Saved entries ▸
....
Issue #4828, opened 2024-12-04
Add `extended` format for `[[/attack]]` and `[[/damage]]` enrichers


arbron:
Most NPC stat blocks in 5e follow a similar pattern in how they express attack and damage entries:

```
// Attack 2024 Style:
Melee or Ranged Attack Roll: +14, reach 10 ft. or range 60 ft.
Melee Attack Roll: +5, reach 5 ft.
Ranged Attack Roll: +5, range 30/90 ft.

// Attack 2014 Style:
Melee or Ranged Weapon Attack: +5 to hit, reach 5 ft. or range 20/60 ft., one target.
Melee Weapon Attack: +5 to hit, reach 5 ft., one target.

// Damage 2024 Style:
Hit: 6 (1d6 + 3) Slashing damage.

// Damage 2014 Style:
Hit: 6 (1d6 + 3) slashing damage.
```

Adding an additional formatting option to the attack and damage enrichers to display this extended format could simplify the creation of NPCs and allow more reusable monster features.

The variations between the two styles can be handled using the rules data already present in the NPC/item source data, falling back to the global rules setting if no rules data is present on the actor.

PR #4829, opened 2024-12-04
[#4828] Add extended formatting option to attack & damage enrichers

arbron:
Adds an new formatting option to the attack and damage enrichers that displays them in a fashion similar to full NPC stat blocks:

```html
<!-- Normal enrichers -->
<em>Melee Weapon Attack:</em> [[/attack]], reach 15 ft.<strong>,</strong> one target. <em>Hit:</em> [[/damage average]] damage.

<!-- Extended enrichers -->
[[/attack format=extended]]. [[/damage format=extended]].
```

The formatting of the generated content will adjust slightly based on what rules version is being used. This will use the rules version defined in the containing actor if present, then in the containing item, and if neither is found then it will use the global rules setting.

### Todo
- [ ] Implement target block
- [ ] Swap to properly localized units

### DIFF
--- a/module/data/activity/attack-data.mjs
+++ b/module/data/activity/attack-data.mjs
@@ -371,7 +371,7 @@ export default class AttackActivityData extends BaseActivityData {
       if ( this.range.override ) range = `${this.range.value} ${this.range.units ?? ""}`;
       else {
         const { value, long, units } = this.item.system.range;
-        if ( value !== long ) range = `${value}/${long} ${units}`;
+        if ( long && (value !== long) ) range = `${value}/${long} ${units}`;
         else range = `${value} ${units}`;
       }
       parts.push(game.i18n.format("DND5E.RANGE.Formatted.Range", { range }));
--- a/module/data/activity/attack-data.mjs
+++ b/module/data/activity/attack-data.mjs
@@ -131,6 +131,25 @@ export default class AttackActivityData extends BaseActivityData {
   }
 
   /* -------------------------------------------- */
+
+  /**
+   * Potential attack types when attacking with this activity.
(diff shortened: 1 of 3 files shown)


module/data/activity/attack-data.mjs
```diff
@@ -329,6 +348,40 @@ export default class AttackActivityData extends BaseActivityData {
...
+      parts.push(game.i18n.format("DND5E.RANGE.Formatted.Reach", { reach: `${reach ?? 5} ${units}` }));
+    }
+
+    // Add range for ranged or thrown weapons, unless the activity is explicitly specified as melee
+    if ( this.validAttackTypes.has("ranged") ) {
+      let range;
+      if ( this.range.override ) range = `${this.range.value} ${this.range.units ?? ""}`;
+      else {
+        const { value, long, units } = this.item.system.range;
+        if ( value !== long ) range = `${value}/${long} ${units}`;
```
Fyorl, line 374: We should check there is actually a value for `long`. I know it's required to have both increments for a ranged or thrown weapon, but the form doesn't enforce it.

```suggestion
        if ( long && (value !== long) ) range = `${value}/${long} ${units}`;
```

module/enrichers.mjs
```diff
@@ -489,6 +553,7 @@ async function enrichDamage(configs, label, options) {
     }
   }
   config.damageTypes = config.damageTypes.map(t => t.replace("/", "|"));
```
Fyorl, line 555: Noticed a bug where this line throws an error if you don't specify damage type, e.g. `[[/damage 1d6]]`.

Fyorl (approved):

PR #6243, opened 2021-07-19
Skip a couple troublesome domains from broken link checks

leezen:
There are two domains that consistently fail the broken link check. They're fairly well-known domains that I don't expect to stop working anytime soon, so let's skip them for now.


cnunciato (approved):
Again, thanks for tending to these. 🙏

PR #6283, opened 2021-07-29
Redirect Node.js EKS docs to the EKS resource docs

### LINKED ISSUE #6282: EKS SEO directs users to language specific pages
### Problem description

Before we had multi language EKS, it was nodejs only. When I search for `pulumi eks` in Google, it takes me to this page: https://www.pulumi.com/docs/reference/pkg/nodejs/pulumi/eks/

This only shows the nodejs docs, whereas the users should be landing here: https://www.pulumi.com/docs/reference/pkg/eks/cluster/

cnunciato:
When these redirects were written, we didn't yet have resource docs for EKS. Now we do, so we can redirect Googlers to the new location at https://www.pulumi.com/docs/reference/pkg/eks.

We'll also want to remove these from Swiftype results; will look into what needs to be done for that and file follow-ups as needed.

Fixes #6282.

### DIFF
--- a/infrastructure/cloudfrontLambdaAssociations.ts
+++ b/infrastructure/cloudfrontLambdaAssociations.ts
@@ -160,7 +160,6 @@ function nodeSDKRedirect(uri: string): string | undefined {
         "cloud",
         "policy",
         "awsx",
-        "eks",
         "kubernetesx",
         "terraform",
     ];


praneetloke (commented):
Awesome!!

praneetloke (approved):

PR #6286, opened 2021-07-31
Stop building draft and future-dated pages in PRs

cnunciato:
Now that all of our hand-written content happens in pulumi-hugo, and we build drafts and future-dated pages for PR previews there, we no longer need to do the same thing here (and indeed, it's somewhat confusing that we do). This change just removes those two `hugo` options.


mattstratton (approved):
Thank you!

PR #6342, opened 2021-08-12
fix: add missing pkg to GetAvailabilityZonesArgs

vranystepan:
### Proposed changes

Add missing package name (`aws`) to GetAvailabilityZonesArgs from Go library.


leezen:
Thanks for the suggestion. The example code is automatically generated, so I'll file an issue for this instead so we can look at this from a codegen perspective.

PR #6352, opened 2021-08-15
fix(login): update api url

k-jun:
### Proposed changes

update api url. as shown below, can't resolve the domain.

```bash
$ host app.pulumi.acmecorp.com
Host app.pulumi.acmecorp.com not found: 3(NXDOMAIN)
```


emiliza:
This example is auto-generated from: https://github.com/pulumi/pulumi/blob/master/pkg/cmd/pulumi/login.go#L53-L55, so we'd need to pull the fix there.

However, this is correct. It's supposed to be an example if you wanted to run a self-hosted service on your own domain, eg: acmecorp.com, then this is how you'd login.

PR #6353, opened 2021-08-16
Update valid values for CloudFront distribution function event type

NartyNarts:
### Proposed changes

Added two missing valid values for CloudFront distribution function event types.


leezen:
Thanks for the suggested fix. Unfortunately, this looks like a bug in the doc generation code where we're overwriting the lambda function association with the function association property's documentation instead. I'll open up an issue to track this.

PR #6381, opened 2021-08-21
Update resourcedocsgen tool to also generate data files containing package metadata

praneetloke:
### Proposed changes

The new data files generated by the tool will be used by for docs.

* Switches the `resourcedocsgen` tool to use `spf13/cobra` to support different modes of operation for the tool
* Adds a new script to invoke the `resourcedocsgen` tool with the new `metadata` command. I am not checking in the script that calls this script for now as I have some things to work through. Specifically, I am looking at consolidate all the scripts related to resource docs generation but I want to do that in a separate PR to keep changes as minimum as possible in this PR
* Update the existing resource docs script to invoke the tool using the new format. Nothing changes for consumers of the script itself and is transparent to our existing CI processes.

N/A

### Related issues (optional)

https://github.com/pulumi/pulumi-service/issues/7091


tools/resourcedocsgen/cmd/docs.go
```diff
@@ -0,0 +1,201 @@
+package cmd
```
praneetloke, line 1: This file is basically everything that was in `main.go`. It's now specific to generating the resource docs from the unmarshalled main `PackageSpec`.

tools/resourcedocsgen/cmd/metadata.go
```diff
@@ -0,0 +1,61 @@
+package cmd
```
praneetloke, line 1: This is really the net-new code (aside from all the code organization as `cobra` commands, of course) that deals with generating the package metadata files.

tools/resourcedocsgen/pkg/metadata.go
```diff
@@ -0,0 +1,44 @@
+package pkg
```
praneetloke, line 1: I defined this in `pkg` thinking that we might have a use for it with https://github.com/pulumi/pulumi/issues/7813 but then maybe not and we'll probably discard/relocate this and use what's in `pulumi/pulumi` if this info becomes available somewhere else.

tools/resourcedocsgen/pkg/metadata.go
```diff
@@ -0,0 +1,44 @@
...
+type PackageCategory string
+
+const (
+	// PackageStatusGA indicates that a package is generally available for use.
+	PackageStatusGA PackageStatus = "ga"
+	// PackageStatusPublicPreview indicates that a package is available as
+	// pre-release and can undergo changes before it goes GA.
+	PackageStatusPublicPreview PackageStatus = "public_preview"
+
+	PackageCategoryCloud    PackageCategory = "Cloud"
```
praneetloke, line 17: This is not exhaustive at the moment and in fact all packages get categorized as Cloud instead of their respective categories as seen on our API Reference and Cloud Providers pages today.

scripts/gen_all_resource_docs.sh
```diff
@@ -3,10 +3,15 @@
...
 
-# Pass any value to the script as the first to indicate that you
+# Pass true to the script as the first argument to indicate that you
 # also this script to commit each provider's docs changes automatically.
 GIT_COMMIT=${1:-}
 
+# Pass an output dir for package metadata as the second argument to
+# additionally generate the package metadata for each package. Package
+# metadata will not be generated if an output dir is not passed.
+PKG_METADATA_OUT_DIR=${2:-}
```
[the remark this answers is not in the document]
praneetloke: We would always want to generate the metadata along with the resource docs. But for the moment, we won't generate metadata as part of our workflow. I'll generate them on-demand while I work on our docs stuff.

scripts/gen_all_resource_docs.sh
```diff
@@ -74,16 +79,20 @@ if [ "$branch" = "master" ]; then
...
 for REPO in "${REPOS[@]}" ; do \
-    ./scripts/gen_resource_docs.sh "$REPO" true
+    ./scripts/gen_resource_docs.sh "${REPO}" true
+
+    if [ -n "${PKG_METADATA_OUT_DIR:-}" ]; then
+      ./scripts/gen_package_metadata.sh "${PKG_METADATA_OUT_DIR}" "${REPO}"
+    fi
 
-    if [ -n "${GIT_COMMIT:-}" ]; then
+    if [ "${GIT_COMMIT:-}" == "true" ]; then
```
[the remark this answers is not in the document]
praneetloke: Since the left side is quoted `"true"` we are doing a string comparison.

scripts/gen_package_metadata.sh
```diff
@@ -0,0 +1,108 @@
...
+
+set -o nounset -o errexit -o pipefail
+
+# The first argument is for the output dir (required).
+METADATA_OUT_DIR=${1:-}
+# The second argument is the override for the package for which this script will generate the metadata.
+# Must not be passed without the "pulumi-" prefix.
+REPO_OVERRIDE=${2:-}
+# Pass a 3rd argument to override the package version used by this script.
+VERSION=${3:-}
```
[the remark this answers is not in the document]
praneetloke: Ah yes! I'll add that.

tools/resourcedocsgen/cmd/metadata.go
```diff
@@ -0,0 +1,127 @@
...
+				UpdatedOn:     time.Now().Unix(),
+				Publisher:     "Pulumi",
+				Title:         mainSpec.Name,
+				Description:   mainSpec.Description,
+				Category:      category,
+				PackageStatus: status,
+				Featured:      featured,
+				Native:        mainSpec.Attribution == "",
+				Version:       version,
+				Logo:          fmt.Sprintf("/logos/pkg/%s.svg", mainSpec.Name),
```
cnunciato, line 105: Let's tweak this line to exclude the specifics about these file paths and extensions and just expect that the templates in the registry repo will use the package name to assemble the image references.

go.sum
```diff
@@ -1,312 +1 @@
-github.com/pulumi/pulumi-hugo/themes/default v0.0.0-20210420180605-5a9c775a3d1c h1:ODVskkF6w7jbwIg67q4aOsc9N5524AoyA0QhJnSnK+0=
```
....
Instructions to follow ▸
Filter the records for the word "Roll" and show every line that has it.

Result of the task ▸
Melee or Ranged Attack Roll: +14, reach 10 ft. or range 60 ft.
Melee Attack Roll: +5, reach 5 ft.
Ranged Attack Roll: +5, range 30/90 ft.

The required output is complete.